The investigator’s activities involved: preparations of a chronology, drafting correspondence to expects, attending conferences with the solicitor, counsel and expert witnesses, carrying out research, purchasing medical equipment alleged to have caused the applicant’s injuries, attending conferences with the applicant’s parent’s, analysing discovery documents, settling pleadings, preparing responses to expert reports, preparing advice on evidence and on the future conduct of the action, conferring as to the choice of senior counsel, and attending meetings with expert witnesses in New Zealand, Sydney and Melbourne.31
The court acknowledged that throughout the course of the investigator’s investigation, he spent in excess of 350 hours on research, collating and cross reference, preparing summaries, and red-inking; he charged $250–$300 per hour.32 The court explained that when determining the appropriateness of costs raised by an investigator, it will have reference to the test in Blight v Tickle Industries. In Blight v Tickle, the court indicated that costs should only be allowed where they were reasonably incurred if they were incurred necessarily or properly for the attainment of justice.

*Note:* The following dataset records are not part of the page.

PR #3650, opened 2024-09-04
fix(specs): note on Analytics API server

kai687:
## 🧭 What and Why

You are too quick. The Analytics API also uses geo-routing. Follow up of #3649.


shortcuts (approved):
cc @millotp you liar

PR #3654, opened 2024-09-04
chore(ci): automaticaly create jira issues on gh issue

millotp:
## 🧭 What and Why

Since it's working well on all repo, we can add the action here too.


Fluf22 (approved):
👌

PR #3679, opened 2024-09-09
chore(ci): fallback step name when they are skipped

millotp:
## 🧭 What and Why

because pretty name are better


shortcuts (approved):
cute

The court also referred to W & A Glibey Ltd v Continental Liquers Pty Ltd33 (W & A) where the court further explored appropriateness of costs. The court citing W & A indicated:
In applying this test to the investigator, the court found that the amount of time the investigator claimed for many of the tasks was excessive and would be considered as performed with extravagance.35 The court expressed that the investigator’s invoices demonstrated he spent several hours on a single task.36 Further, these tasks were duplicated by the investigator and later performed again by both Solicitor and Counsel.37 The court also expressed that some of the work completed by the investigator would ordinarily be completed by law clerks or paralegals who charge at a reduced rate.

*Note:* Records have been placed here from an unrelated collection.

PR #3680, opened 2024-09-09
feat(javascript): add workerd exports

shortcuts:
## 🧭 What and Why

🎟 JIRA Ticket: https://algolia.atlassian.net/browse/DI-2890 https://algolia.atlassian.net/browse/DI-2895

### Changes included:

closes https://github.com/algolia/algoliasearch-client-javascript/issues/1548

this pr contains a few changes in few lines, sorry for the mess, but it's all related.

## `fetch` build

in order to improve our dx, we can provide a `fetch` build output, as well as a `worker` exports (which [should also work for the cloudflare workers](https://developers.cloudflare.com/workers/wrangler/bundling/#conditional-exports)). this allows the user to directly load the client rather than having to manually setup fetch.

## manual testing

the manual testing is just a harness since the dependency clients are already tested, but in order to remove redundancy, common cases are moved to the `algoliasearch.common.test.ts` file.

## worker testing

cloudflare workers provide a [miniflare](https://miniflare.dev/) instance for testing, pretty easy to setup, that at least allows us to ensure it's properly starting when loading the fetch client.


clients/algoliasearch-client-javascript/base.tsup.config.ts
```diff
@@ -16,35 +19,44 @@ export function getBaseConfig(cwd: string): Options {
...
     return deps;
   }
 
-  if (env === 'node') {
-    return deps.filter((dep) => dep !== '@algolia/requester-browser-xhr');
+  switch (requester) {
+    case 'http':
+      return deps.filter((dep) => dep !== '@algolia/requester-browser-xhr');
+    case 'xhr':
+      return deps.filter((dep) => dep !== '@algolia/requester-node-http');
```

Last, the court indicated that the expert evidence and medical records obtained within the proceedings largely satisfied the need for most investigations and next steps could have been taken without the assistance of an investigator.38
The court made allowances for the investigator’s reading of medical records and preparations of a chronology, drafting correspondence and other documents, and copying and collating documents. It made no allowances for any other items invoiced.39
Discussion
Schwarze (No 2) demonstrates that where a claim for costs has been made, a court will have regard to several factors in scrutinising costs claimed by the applicant. Particularly, a court will consider the circumstances of a matter and if there is a need for extensive investigation. If the matter is settled, the court will also consider the settlement amount to determine if actions are reasonable. The court will then consider the complexity of the claim and what is required for the adequate presentation of the case brought before it. Finally, the court will consider if the costs incurred by third parties, such as investigators, were appropriately costed.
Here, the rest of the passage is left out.